L’inerzia dell’aggiudicatario paga!

Stop alle procedure esecutive immobiliari: prime applicazioni

Cari Lettori,

come anticipato con il nostro ultimo contributo il 30 aprile scorso è entrata in vigore la legge di conversione del decreto Cura Italia e, tra le misure introdotte che meritano attenzione, vi è certamente l’art. 54 ter che ha stabilito la sospensione per sei mesi delle esecuzioni immobiliari.

La norma, come è ormai noto, ha la finalità di creare uno strumento di protezione temporaneo a favore dei debitori che abbiano subito il pignoramento della propria abitazione, il tutto in considerazione dell’attuale situazione di emergenza sanitaria.

Questo contributo ha l’obiettivo di analizzare le primissime circolari emesse dai tribunali di Aosta, Bari e Bologna all’indomani della pubblicazione della legge di conversione: già con queste disposizioni vengono infatti fornite alcune interessanti indicazioni operative in applicazione dell’art. 54 ter e, parte degli interrogativi legati alla formulazione della norma, trovano di fatto una risposta, anche se, come spesso accade, non sempre uniforme.

Il primo elemento sicuramente rilevante è l’esatta individuazione del significato di abitazione principale.

La norma, infatti, non estende la sospensione a qualsiasi procedura esecutiva, ma solo a quelle che abbiano ad oggetto l’abitazione principale del debitore, intendendosi con questo termine la dimora abituale e, quindi, la casa dove il debitore, o comunque l’esecutato, ha posto la propria residenza effettiva, a prescindere quindi dal dato anagrafico.
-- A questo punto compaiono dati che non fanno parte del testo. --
PR #15367, opened 2022-07-12
feat: Support disabling PDF export via disabledFeatures

### LINKED ISSUE #15346: Add export presentation with annotations to disabledFeatures list
In BBB 2.6 we are adding the possibility to export an entire presentation with annotations. We should ensure there's the option to omit this via 'create' parameter.

Ideally to fit the pattern `disabledFeatures=....` `exportPresentationsWithAnnotations` or similar

This would be in addition to the option where a moderator is able to dynamically select what presentation may be downloadable with annotations. I.e. if it's disabled, don't allow exports. If enabled, enable it only for the presentations that are explicitly set to be oepn to export (I think this part is still to be implemented in UI in 2.6)

**Additional context**

### LINKED ISSUE #15347: Add importBreakoutAnnotations with annotations to disabledFeatures list
In BBB 2.6 we are adding the possibility to import breakouts' slides with annotations. We should ensure there's the option to omit this via 'create' parameter.

Ideally to fit the pattern `disabledFeatures=....` `importBreakoutAnnotations` or similar

This would be in addition to the option where a moderator is able to dynamically control this within the meeting's duration. I.e. If this is disabled for the meeting - the UI is missing. If it's enabled, the UI is there for the breakout creator to opt in or out of this.

**Additional context**

danielpetri1:
### What does this PR do?
Extends the disabledFeatures list with two new parameters
- downloadPresentationWithAnnotations
- importPresentationWithAnnotationsFromBreakoutRooms

Modifies UI so download label and button are not shown when disabled.

### Closes Issues
Closes #15346
Closes #15347

### Motivation
#14203

### More
Parameters not yet mirrored upon breakout room creation (as `disabledFeatures` is not passed).


gustavotrott:
I think the name `exportPresentationWithAnnotation` is not very clear about what it is disabling.

I would say to use something like `importPresentationWithAnnotationsFromBreakoutRooms`. Or other name that you like, but something that you can understand just reading the name. what do you think?

Maybe the other could use a similar pattern.. maybe `downloadPresentationWithAnnotations` would sound better.

danielpetri1:
Sure! No problem. I will set it to draft to also include disabling the feature from the front-end.

gustavotrott (approved):
Working as expected! Good work!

Questa lettura va di pari passo con l’obiettivo di tutelare prima di tutto le esigenze sociali ed economiche legate all’emergenza sanitaria.

Mentre sul significato di abitazione principale parrebbe esserci una certa uniformità interpretativa, dalla lettura delle prime circolari emergerebbero divergenze in merito agli strumenti utili per individuare questo stesso presupposto.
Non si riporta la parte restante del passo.